**The task**
Read the data, and whenever a line holds the word "gradually", report that line.

**Data for review**
PR #7978, opened 2020-08-01
r/linux|windows_virtual_machine - support for trying multiple sku's

### LINKED ISSUE #7952: Support for [thing]
### Community Note

We often see issues where deployment of VMs fail due to the selected VM size not currently being available. This is an especially  acute problem with the high performance graphics/GPU type VMs. High performance VMs are expensive so there are many cases where you will want to deploy, configure, perform your task, then destroy the high cost resources as time efficiently as possible. A deployment that breaks half way through because some VMs failed to deploy adds extra cost.

One feature that will help is to add the ability for the user to specify a range of VMs sizes that are acceptable for the deployment. For example:

resource "azurerm_linux_virtual_machine" "example" {
  name                = "example-machine"
// This is the proposed change
  sizes                 = ["Standard_NC6", "Standard_NC12", "Standard_NC24" ]
//
  admin_username      = "adminuser"
  network_interface_ids = [
    azurerm_network_interface.example.id,
  ]

  admin_ssh_key {
    username   = "adminuser"
    public_key = file("~/.ssh/id_rsa.pub")
  }

  os_disk {
  }

  source_image_reference {
    publisher = "Canonical"
    offer     = "UbuntuServer"
    sku       = "16.04-LTS"
    version   = "latest"
  }
}

This change will affect the following resources:

azurerm_linux_virtual_machine
azurerm_windows_virtual_machine

The size property is optional, and can be replaced with a sizes property which takes a list of VM sizes to try. The code will start at the first item, which is assumed to be the first choice, and iterate through the list. The deployment will be considered to be in an erroneous state if no VM size could be found.

### References

* #0000

amonnphillip:
fixes #7952

### DIFF
--- a/azurerm/internal/services/compute/linux_virtual_machine_resource.go
+++ b/azurerm/internal/services/compute/linux_virtual_machine_resource.go
@@ -79,9 +79,19 @@ func resourceLinuxVirtualMachine() *schema.Resource {
 			"os_disk": virtualMachineOSDiskSchema(),
 
 			"size": {
-				Type:         schema.TypeString,
-				Required:     true,
-				ValidateFunc: validation.StringIsNotEmpty,
+				Type:          schema.TypeString,
+				Optional:      true,
+				ValidateFunc:  validation.StringIsNotEmpty,
+				ConflictsWith: []string{"sizes"},
+			},
+
+			"sizes": {
+				Type:     schema.TypeList,
+				Optional: true,
+				Elem: &schema.Schema{
+					Type: schema.TypeString,
+				},
+				ConflictsWith: []string{"size"},
 			},
 
 			// Optional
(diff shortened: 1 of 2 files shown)


azurerm/internal/services/compute/linux_virtual_machine_resource.go
```diff
@@ -79,9 +79,19 @@ func resourceLinuxVirtualMachine() *schema.Resource {
 			"os_disk": virtualMachineOSDiskSchema(),
 
 			"size": {
-				Type:         schema.TypeString,
-				Required:     true,
-				ValidateFunc: validation.StringIsNotEmpty,
+				Type:          schema.TypeString,
+				Optional:      true,
+				ValidateFunc:  validation.StringIsNotEmpty,
+				ConflictsWith: []string{"sizes"},
```
ArcturusZhang, line 85: `ConflictsWith` means these two attributes cannot co-exist, but it does not prevent these two could be both absent. Therefore could we change this by using `ExactlyOneOf`?
```suggestion
				ExactlyOneOf: []string{"size", "sizes"},
```
And the same for `sizes`

tombuildsstuff:
hey @amonnphillip

Thanks for this contribution - apologies for the delayed response here!

From our side we've been trying to work out how's best to proceed here - whilst this PR does bring some benefits (insofar as the chance of this provisioning being successful _should_ increase) - in a way it goes against Terraform's design, since we can't guarantee in the plan which instance size will be deployed.

One of Terraform's core features is that what you see at Plan time is what you see happen at Apply time, whilst this approach _technically_ doesn't violate that, it instead changes the semantics somewhat to say "one of these values". Whilst Terraform does have that behaviour in the form of Data Sources which can return multiple items, we limit this behaviour to Data Sources to keep the behaviour consistent.

As such whilst I'd like to thank you for this contribution (and apologies for the delayed review whilst we worked out how to proceed here) -  I'm going to close this PR in favour of #7952 which looks to solve this by adding a Data Source for this information.

Thanks!

PR #8001, opened 2020-08-04
Make update of allow_extensions_operations independent from provision_vm_agent.

### LINKED ISSUE #7985: Fixup pull request #7749 (`azurerm_*_virtual_machine` - `allow_extensions_operations` can now be updated)
### Community Note

### Affected Resource(s)

* `azurerm_linux_virtual_machine`

The code change for https://github.com/terraform-providers/terraform-provider-azurerm/issues/7070 via pull request https://github.com/terraform-providers/terraform-provider-azurerm/pull/7749 introduced a regression. 
I already tried to explain it here:
https://github.com/terraform-providers/terraform-provider-azurerm/pull/7749#discussion_r454835017

This code in azurerm/internal/services/compute/{linux|windows}_virtual_machine_resource.go is wrong:

linux: https://github.com/terraform-providers/terraform-provider-azurerm/blob/55e02f697557906dd4dae43657d5e6381138b491/azurerm/internal/services/compute/linux_virtual_machine_resource.go#L390   
windows: https://github.com/terraform-providers/terraform-provider-azurerm/blob/55e02f697557906dd4dae43657d5e6381138b491/azurerm/internal/services/compute/windows_virtual_machine_resource.go#L414

```
if !provisionVMAgent && allowExtensionOperations {
			return fmt.Errorf("`allow_extension_operations` cannot be set to `true` when `provision_vm_agent` is set to `false`")
}
```
You can change the allow_extension_operations value, even if provision_vm_agent is false. If you did not deploy with provision_vm_agent you can still install it manually. This is explained here: https://docs.microsoft.com/en-us/azure/virtual-machines/troubleshooting/install-vm-agent-offline
After that, you can enable extensions, even with provision_vm_agent set to false. 

### Expected Behavior

Allow to set allow_extension_operations independent of provision_vm_agent. 
The AZURE API should fail if conditions are not fullfilled.

### Actual Behavior

If provision_vm_agent is false, you cannot set allow_extension_operations to true. The provider does not allow it.

### Steps to Reproduce

1. Create an instance with provision_vm_agent = false and allow_extension_operations = false
2. Install vm agent manually as documented by AZURE (see link above)
3. Set allow_extension_operations = true

### References

* #7070 
* #7749

NilsBusche:
This fixes the bug reported in https://github.com/terraform-providers/terraform-provider-azurerm/issues/7985.

There is no API restriction which does not allow enabling
allow_extensions_operations if provision_vm_agent is false.
For example you can install the agent manually and after that enable
allow_extensions_operations.

Fixes #7985

### DIFF
--- a/azurerm/internal/services/compute/linux_virtual_machine_resource.go
+++ b/azurerm/internal/services/compute/linux_virtual_machine_resource.go
@@ -816,12 +816,7 @@ func resourceLinuxVirtualMachineUpdate(d *schema.ResourceData, meta interface{})
 	}
 
 	if d.HasChange("allow_extension_operations") {
-		provisionVMAgent := d.Get("provision_vm_agent").(bool)
 		allowExtensionOperations := d.Get("allow_extension_operations").(bool)
-
-		if !provisionVMAgent && allowExtensionOperations {
-			return fmt.Errorf("`allow_extension_operations` cannot be set to `true` when `provision_vm_agent` is set to `false`")
-		}
 
 		shouldUpdate = true
 
--- a/azurerm/internal/services/compute/tests/linux_virtual_machine_resource_other_test.go
+++ b/azurerm/internal/services/compute/tests/linux_virtual_machine_resource_other_test.go
@@ -77,6 +77,34 @@ func TestAccLinuxVirtualMachine_otherAllowExtensionOperationsUpdated(t *testing.
 	})
 }
 
+func TestAccLinuxVirtualMachine_otherAllowExtensionOperationsUpdatedWithoutVmAgent(t *testing.T) {
+	data := acceptance.BuildTestData(t, "azurerm_linux_virtual_machine", "test")
+
+	resource.ParallelTest(t, resource.TestCase{
+		PreCheck:     func() { acceptance.PreCheck(t) },
+		Providers:    acceptance.SupportedProviders,
+		CheckDestroy: checkLinuxVirtualMachineIsDestroyed,
+		Steps: []resource.TestStep{
+			{
+				Config: testLinuxVirtualMachine_otherAllowExtensionOperationsDisabledWithoutVmAgent(data),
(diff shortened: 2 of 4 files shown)


NilsBusche:
> Hey @NilsBusche, this is just about there but we should keep the check in the create method since we can't create a virtual machine when `allow_extensions_operations` is true but `provision_vm_agent` is false.
> 
> ```
> Original Error: Code="InvalidParameter" Message="The value of parameter allowExtensionOperations is invalid."
> ```
> 
> Removing it from update makes sense to me!

Hi @mbfrahry, you are correct. I changed this.

tombuildsstuff (commented):
hey @NilsBusche 

Thanks for pushing those changes - taking a look through this mostly LGTM - however can we add a test case to confirm that updating this field works (for both the Linux & Windows VM resources)?

Thanks!

NilsBusche:
> hey @NilsBusche
> 
> Thanks for pushing those changes - taking a look through this mostly LGTM - however can we add a test case to confirm that updating this field works (for both the Linux & Windows VM resources)?
> 
> Thanks!

Hi @tombuildsstuff, I think there is already a test for checking if update works:
https://github.com/terraform-providers/terraform-provider-azurerm/blob/8442c30c2d443dcf90cfadbd8b52c4fba16d3189/azurerm/internal/services/compute/tests/linux_virtual_machine_resource_other_test.go#L52

Should we add/change a test to make sure that updating `allow_extension_operations` also works if `provision_vm_agent` was set to false at creation of the virtual machine? Or do you think the existing tests are sufficient?

NilsBusche:
> Let's add those tests for sure just to make sure that it's doing what we expect it to do

Hi @mbfrahry, added tests for updating `allow_extension_operations` if `provision_vm_agent` is false.

tombuildsstuff (approved):
LGTM - thanks for pushing those changes @NilsBusche

Issue #7984, opened 2020-08-03
`azurerm_kubernetes_cluster` addon Profile OMSConfig refresh plan is not empty


yupwei68:
### Community Note

* Please vote on this issue by adding a 👍 [reaction](https://blog.github.com/2016-03-10-add-reactions-to-pull-requests-issues-and-comments/) to the original issue to help the community and maintainers prioritize this request
* Please do not leave "+1" or "me too" comments, they generate extra noise for issue followers and do not help prioritize the request
* If you are interested in working on this issue or have submitted a pull request, please leave a comment

### Terraform (and AzureRM Provider) Version
0.12.26
 provider.azurerm v2.21.0

### Affected Resource(s)
azurerm_kubernetes_cluster

* `azurerm_XXXXX`

### Terraform Configuration Files

https://github.com/terraform-providers/terraform-provider-azurerm/blob/master/azurerm/internal/services/containers/tests/kubernetes_cluster_addons_resource_test.go#L156

### Expected Behavior

refresh plan is not empty

### Actual Behavior
~ addon_profile {

          - kube_dashboard {
              - enabled = true -> null
            }

            oms_agent {
                enabled                    = true
                log_analytics_workspace_id = "/subscriptions/.../resourcegroups/ask-resource-group-yup/providers/microsoft.operationalinsights/workspaces/preyup-workspace"
                oms_agent_identity         = []
            }
        }

### Steps to Reproduce

1. Terraform apply
2. Terraform plan

### References

* #0000

favoretti:
Thanks for opening this issue! Since this issue has been reported a long time ago and relates to an older version of provider - I'm going to close it. If this is still relevant and occurring on the latest version of terraform and provider please do open a new issue!

PR #8012, opened 2020-08-05
`azurerm_kubernetes_cluster`  fix acctest `TestAccAzureRMKubernetesCluster_addonProfileOMS` and issue

yupwei68:
Fix https://github.com/terraform-providers/terraform-provider-azurerm/issues/7984

=== RUN   TestAccAzureRMKubernetesCluster_addonProfileOMS
=== PAUSE TestAccAzureRMKubernetesCluster_addonProfileOMS
=== CONT  TestAccAzureRMKubernetesCluster_addonProfileOMS
--- PASS: TestAccAzureRMKubernetesCluster_addonProfileOMS (761.53s)

### DIFF
--- a/azurerm/internal/services/containers/kubernetes_addons.go
+++ b/azurerm/internal/services/containers/kubernetes_addons.go
@@ -86,6 +86,7 @@ func schemaKubernetesAddOnProfiles() *schema.Schema {
 					Type:     schema.TypeList,
 					MaxItems: 1,
 					Optional: true,
+					Computed: true,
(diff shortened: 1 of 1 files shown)


tombuildsstuff:
👋 

The `kube_dashboard` block itself is intentionally not Computed since this isn't available in some regions - and trying to set this block (even to disabled) causes an API error - as such unfortunately this cannot become Computed and so I'm going to close this PR for the moment - however it should be possible to solve #7984 by specifying this block within the config.

Thanks!

PR #8063, opened 2020-08-10
Update api-version of ACR

ArcturusZhang:
This is one of the prerequisites of CMK for ACR.

Also breaking changes have been introduced in this api-version - the `storage_account_id` is no longer updatable, and we have to force replacement when it is changed. I added a note in the documentation of `azurerm_container_registry`.


azurerm/internal/services/containers/client/client.go
```diff
@@ -2,8 +2,8 @@ package client
 
 import (
 	"github.com/Azure/azure-sdk-for-go/services/containerinstance/mgmt/2018-10-01/containerinstance"
-	"github.com/Azure/azure-sdk-for-go/services/containerregistry/mgmt/2018-09-01/containerregistry"
 	"github.com/Azure/azure-sdk-for-go/services/containerservice/mgmt/2020-03-01/containerservice"
+	"github.com/Azure/azure-sdk-for-go/services/preview/containerregistry/mgmt/2019-12-01-preview/containerregistry"
```
tombuildsstuff, line 6: [2019-05-01](https://github.com/Azure/azure-sdk-for-go/tree/master/services/containerregistry/mgmt/2019-05-01/containerregistry) appears to be the latest stable API version - can we use that version (or a newer GA version) instead?

website/docs/r/container_registry.html.markdown
```diff
@@ -14,6 +14,8 @@ Manages an Azure Container Registry.
 ~> **Note:** All arguments including the access key will be stored in the raw state as plain-text.
 [Read more about sensitive data in state](/docs/state/sensitive-data.html).
 
+-> **Note:** The `storage_account_id` is no longer updatable since API version `2019-12-01-preview`. If you are using a container registry with `Classical` sku, changing the `storage_account_id` would result in a replacement of the container registry.
```
tombuildsstuff, line 17: API versions are an implementation detail - so we can remove this:

```suggestion
```

azurerm/internal/services/containers/client/client.go
ArcturusZhang: Since this PR is making preparations of the CMK in ACR, 2019-05-01 does not have CMK related feature. The only api-version that contains CMK is 2019-12-01-preview.

website/docs/r/container_registry.html.markdown
ArcturusZhang: Sure!

ArcturusZhang:
Hi @tombuildsstuff I have remove the notes. As for the preview api-version thing, I will go to the service team to see if they have a plan to release a stable version based on 2019-12-01-preview. 

And after some further investigation, the CMK feature for ACR can only be enabled on newly created container registry and cannot be disabled once enabled. (Refer: https://docs.microsoft.com/en-us/azure/container-registry/container-registry-customer-managed-keys). Therefore I assume the CMK for ACR is not ready to go into terraform yet.

azurerm/internal/services/containers/client/client.go
tombuildsstuff: so there's been no stable release of this API (e.g. guarantees of no breaking changes) for 16 months (tomorrow)? shouldn't ARM Review be catching that? cc @JeffreyRichter

JeffreyRichter: @tombuildsstuff I've raised this internally. The team has promised to reply in a few days.

ArcturusZhang:
Hi @tombuildsstuff since we should get a stable api-version of ACR in the future, and currently I think CMK for ACR is not ready for terraform - it cannot be disabled after enabled, I will close this PR for now. 
When the feature is totally ready, I will open another PR to update the api-version and implement the CMK.

Thanks!

PR #8066, opened 2020-08-10
features/requires-import: gradually removing usage of the old feature-toggle

tombuildsstuff:
The feature toggle `ShouldRequireResourcesToBeImported` has been force-enabled since 2.0 - since we're no longer using it in new PR's, this first PR starts the process of removing it from the existing codebase so that we can gradually deprecate the method and then remove it

Also adds a couple of TODO's for later thought spotted whilst passing through


azurerm/internal/services/batch/batch_application_resource.go
```diff
@@ -84,17 +83,15 @@ func resourceArmBatchApplicationCreate(d *schema.ResourceData, meta interface{})
...
-		if err != nil {
-			if !utils.ResponseWasNotFound(resp.Response) {
-				return fmt.Errorf("Error checking for present of existing Batch Application %q (Account Name %q / Resource Group %q): %+v", name, accountName, resourceGroup, err)
-			}
-		}
+	resp, err := client.Get(ctx, resourceGroup, accountName, name)
+	if err != nil {
 		if !utils.ResponseWasNotFound(resp.Response) {
-			return tf.ImportAsExistsError("azurerm_batch_application", *resp.ID)
+			return fmt.Errorf("Error checking for present of existing Batch Application %q (Account Name %q / Resource Group %q): %+v", name, accountName, resourceGroup, err)
```
jackofallops, line 89: typo
```suggestion
			return fmt.Errorf("checking for presence of existing Batch Application %q (Account Name %q / Resource Group %q): %+v", name, accountName, resourceGroup, err)
```

PR #8067, opened 2020-08-10
new resource `azurerm_spring_cloud_certificate`

njuCZ:
image

### DIFF
--- a/azurerm/internal/services/appplatform/spring_cloud_certificate_resource.go
+++ b/azurerm/internal/services/appplatform/spring_cloud_certificate_resource.go
@@ -1,0 +1,149 @@
+package appplatform
+
+import (
+	"fmt"
+	"log"
+	"time"
+
+	"github.com/Azure/azure-sdk-for-go/services/preview/appplatform/mgmt/2019-05-01-preview/appplatform"
+	"github.com/hashicorp/terraform-plugin-sdk/helper/schema"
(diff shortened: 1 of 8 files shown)


azurerm/internal/services/appplatform/spring_cloud_certificate_resource.go
```diff
@@ -0,0 +1,149 @@
...
+			Read:   schema.DefaultTimeout(5 * time.Minute),
+			Delete: schema.DefaultTimeout(30 * time.Minute),
+		},
+
+		Schema: map[string]*schema.Schema{
+			"name": {
+				Type:         schema.TypeString,
+				Required:     true,
+				ForceNew:     true,
+				ValidateFunc: validation.StringIsNotEmpty,
```
jackofallops, line 43: No length or character constraints on the service here?

jackofallops (changes requested):
Hi @njuCZ 
Thanks for this new resource, just one really minor grammar change for the docs and a query below, other than that I think this is good to merge. 

Thanks!

jackofallops:
Tests pass:
image

azurerm/internal/services/appplatform/spring_cloud_certificate_resource.go
njuCZ: In the portal, the `name` is auto generated, users does not need to input it. I could not get any constraints for this field. So for now, I just set it `NotEmpty`.

PR #8092, opened 2020-08-12
azurerm_storage_account - filter allow_blob_public_access and min_tls_version from Azure US Government

neil-yechenwei:
fixes https://github.com/terraform-providers/terraform-provider-azurerm/issues/7812
fixes https://github.com/terraform-providers/terraform-provider-azurerm/issues/8083

### DIFF
--- a/azurerm/internal/services/storage/client/client.go
+++ b/azurerm/internal/services/storage/client/client.go
@@ -29,7 +29,7 @@ type Client struct {
 	StorageTargetsClient     *storagecache.StorageTargetsClient
 	SubscriptionId           string
 
-	environment   az.Environment
+	Environment   az.Environment
 	storageAdAuth *autorest.Authorizer
 }
 
@@ -62,7 +62,7 @@ func NewClient(options *common.ClientOptions) *Client {
 		CachesClient:             &cachesClient,
 		SubscriptionId:           options.SubscriptionId,
 		StorageTargetsClient:     &storageTargetsClient,
-		environment:              options.Environment,
+		Environment:              options.Environment,
 	}
 
 	if options.StorageUseAzureAD {
@@ -74,7 +74,7 @@ func NewClient(options *common.ClientOptions) *Client {
 
 func (client Client) AccountsDataPlaneClient(ctx context.Context, account accountDetails) (*accounts.Client, error) {
 	if client.storageAdAuth != nil {
-		accountsClient := accounts.NewWithEnvironment(client.environment)
+		accountsClient := accounts.NewWithEnvironment(client.Environment)
 		accountsClient.Client.Authorizer = *client.storageAdAuth
 		return &accountsClient, nil
 	}
@@ -89,14 +89,14 @@ func (client Client) AccountsDataPlaneClient(ctx context.Context, account accoun
 		return nil, fmt.Errorf("Error building Authorizer: %+v", err)
 	}
 
-	accountsClient := accounts.NewWithEnvironment(client.environment)
+	accountsClient := accounts.NewWithEnvironment(client.Environment)
 	accountsClient.Client.Authorizer = storageAuth
 	return &accountsClient, nil
 }
 
 func (client Client) BlobsClient(ctx context.Context, account accountDetails) (*blobs.Client, error) {
 	if client.storageAdAuth != nil {
-		blobsClient := blobs.NewWithEnvironment(client.environment)
+		blobsClient := blobs.NewWithEnvironment(client.Environment)
 		blobsClient.Client.Authorizer = *client.storageAdAuth
 		return &blobsClient, nil
 	}
@@ -111,14 +111,14 @@ func (client Client) BlobsClient(ctx context.Context, account accountDetails) (*
 		return nil, fmt.Errorf("Error building Authorizer: %+v", err)
 	}
 
-	blobsClient := blobs.NewWithEnvironment(client.environment)
+	blobsClient := blobs.NewWithEnvironment(client.Environment)
 	blobsClient.Client.Authorizer = storageAuth
 	return &blobsClient, nil
 }
 
 func (client Client) ContainersClient(ctx context.Context, account accountDetails) (*containers.Client, error) {
 	if client.storageAdAuth != nil {
-		containersClient := containers.NewWithEnvironment(client.environment)
+		containersClient := containers.NewWithEnvironment(client.Environment)
 		containersClient.Client.Authorizer = *client.storageAdAuth
 		return &containersClient, nil
 	}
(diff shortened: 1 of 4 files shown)


azurerm/internal/services/storage/resource_arm_storage_account.go
```diff
@@ -648,13 +650,23 @@ func resourceArmStorageAccountCreate(d *schema.ResourceData, meta interface{}) e
...
 	}
 
+	// For US Government Cloud, don't specify "allow_blob_public_access" and "min_tls_version" in request body.
+	// https://github.com/terraform-providers/terraform-provider-azurerm/issues/7812
+	// https://github.com/terraform-providers/terraform-provider-azurerm/issues/8083
+	if env.Name == autorestAzure.USGovernmentCloud.Name {
+		if allowBlobPublicAccess || minimumTLSVersion != string(storage.TLS10) {
+			return fmt.Errorf(`"allow_blob_public_access" and "min_tls_version" are not supported for a Storage Account located in %q`, env.Name)
+		}
+	} else {
```
WodansSon, line 665: I don't think the logic here is quite right:

1. We don't want to return an error when the fields are passed in the USGovernmentCloud or in the ChinaCloud. If we do the customers will not be able to use the resource which defeats the purpose of these fixes.

2. The if statement is only checking name for autorestAzure.USGovernmentCloud.Name, isn't the TLS issue only in the ChinaCloud? Either way we should be checking for both clouds shouldn't we?

azurerm/internal/services/storage/resource_arm_storage_account.go
```diff
@@ -888,28 +901,44 @@ func resourceArmStorageAccountUpdate(d *schema.ResourceData, meta interface{}) e
...
+		if env.Name == autorestAzure.USGovernmentCloud.Name {
+			if minimumTLSVersion != string(storage.TLS10) {
+				return fmt.Errorf(`"min_tls_version" is not supported for a Storage Account located in %q`, env.Name)
+			}
+		} else {
+			opts := storage.AccountUpdateParameters{
+				AccountPropertiesUpdateParameters: &storage.AccountPropertiesUpdateParameters{
+					MinimumTLSVersion: storage.MinimumTLSVersion(minimumTLSVersion),
+				},
+			}
```
WodansSon, line 915: Same here as above.

azurerm/internal/services/storage/resource_arm_storage_account.go
```diff
@@ -888,28 +901,44 @@ func resourceArmStorageAccountUpdate(d *schema.ResourceData, meta interface{}) e
...
+		if env.Name == autorestAzure.USGovernmentCloud.Name {
+			if allowBlobPublicAccess {
+				return fmt.Errorf(`"allow_blob_public_access" is not supported for a Storage Account located in %q`, env.Name)
+			}
+		} else {
+			opts := storage.AccountUpdateParameters{
+				AccountPropertiesUpdateParameters: &storage.AccountPropertiesUpdateParameters{
+					AllowBlobPublicAccess: &allowBlobPublicAccess,
+				},
+			}
```
WodansSon, line 937: Same here as above.

azurerm/internal/services/storage/resource_arm_storage_account.go
```diff
@@ -1066,9 +1096,14 @@ func resourceArmStorageAccountRead(d *schema.ResourceData, meta interface{}) err
...
-		d.Set("min_tls_version", string(props.MinimumTLSVersion))
 		d.Set("is_hns_enabled", props.IsHnsEnabled)
-		d.Set("allow_blob_public_access", props.AllowBlobPublicAccess)
+		// For US Government Cloud, don't specify "allow_blob_public_access" and "min_tls_version" in request body.
+		// https://github.com/terraform-providers/terraform-provider-azurerm/issues/7812
+		// https://github.com/terraform-providers/terraform-provider-azurerm/issues/8083
+		if env.Name != autorestAzure.USGovernmentCloud.Name {
+			d.Set("allow_blob_public_access", props.AllowBlobPublicAccess)
+			d.Set("min_tls_version", string(props.MinimumTLSVersion))
+		}
```
WodansSon, line 1106: Same here, the checks should be split for USGovernmentCloud and ChinaCloud

website/docs/r/storage_account.html.markdown
```diff
@@ -99,8 +99,12 @@ The following arguments are supported:
 
 * `min_tls_version` - (Optional) The minimum supported TLS version for the storage account. Possible values are `TLS1_0`, `TLS1_1`, and `TLS1_2`. Defaults to `TLS1_0` for new storage accounts.
 
+-> **NOTE:** At this time `min_tls_version` is not supported in US Government.
```
WodansSon, line 102:
```suggestion
-> **NOTE:** At this time `min_tls_version` is not supported in China Cloud.
```

azurerm/internal/services/storage/resource_arm_storage_account.go
mybayern1974: @WodansSon , thank you for the comments:
Re # 1: I may be with this solution in this PR. If we do not explicitly throw the error to users, then it means in the Azure.Gov, TF swallows and does not respect/send-to-api whatever users' setting on these fields (take the minimumTLSVer for example), then the next time when users do tf-apply w/o any changes in .tf, he/she will see diff because the .tf contains the user's customized setting on this field but the .tfstate file contains the returned value of this field which is an empty.
And the purpose of this fix is to forbid users from setting these two fields that is by design by the service on Azure.Gov
Re # 2, you are correct but we are lack of testing env of Azure.China. To ensure things are absolutely safe, we may wanna only cover things that are tested

azurerm/internal/services/storage/client/client.go
```diff
@@ -29,7 +29,7 @@ type Client struct {
 	StorageTargetsClient     *storagecache.StorageTargetsClient
 	SubscriptionId           string
 
-	environment   az.Environment
+	Environment   az.Environment
```
katbyte, line 32: Instead of modifying the storage client can we use:
```
 meta.(*clients.Client).Account.Environment.Name
```

azurerm/internal/services/storage/resource_arm_storage_account.go
```diff
@@ -648,13 +650,23 @@ func resourceArmStorageAccountCreate(d *schema.ResourceData, meta interface{}) e
...
 			NetworkRuleSet:         expandStorageAccountNetworkRules(d),
 			IsHnsEnabled:           &isHnsEnabled,
-			AllowBlobPublicAccess:  &allowBlobPublicAccess,
 		},
 	}
 
+	// For US Government Cloud, don't specify "allow_blob_public_access" and "min_tls_version" in request body.
+	// https://github.com/terraform-providers/terraform-provider-azurerm/issues/7812
+	// https://github.com/terraform-providers/terraform-provider-azurerm/issues/8083
+	if env.Name == autorestAzure.USGovernmentCloud.Name {
```
katbyte, line 661: we can just do this
```suggestion
	if  meta.(*clients.Client).Account.Environment.Name == autorestAzure.USGovernmentCloud.Name {
```

as the env isn't used anywhere else?

azurerm/internal/services/storage/resource_arm_storage_account.go
WodansSon: @mybayern1974 fair enough... ignore # 1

**Answer to this task**
features/requires-import: gradually removing usage of the old feature-toggle
The feature toggle `ShouldRequireResourcesToBeImported` has been force-enabled since 2.0 - since we're no longer using it in new PR's, this first PR starts the process of removing it from the existing codebase so that we can gradually deprecate the method and then remove it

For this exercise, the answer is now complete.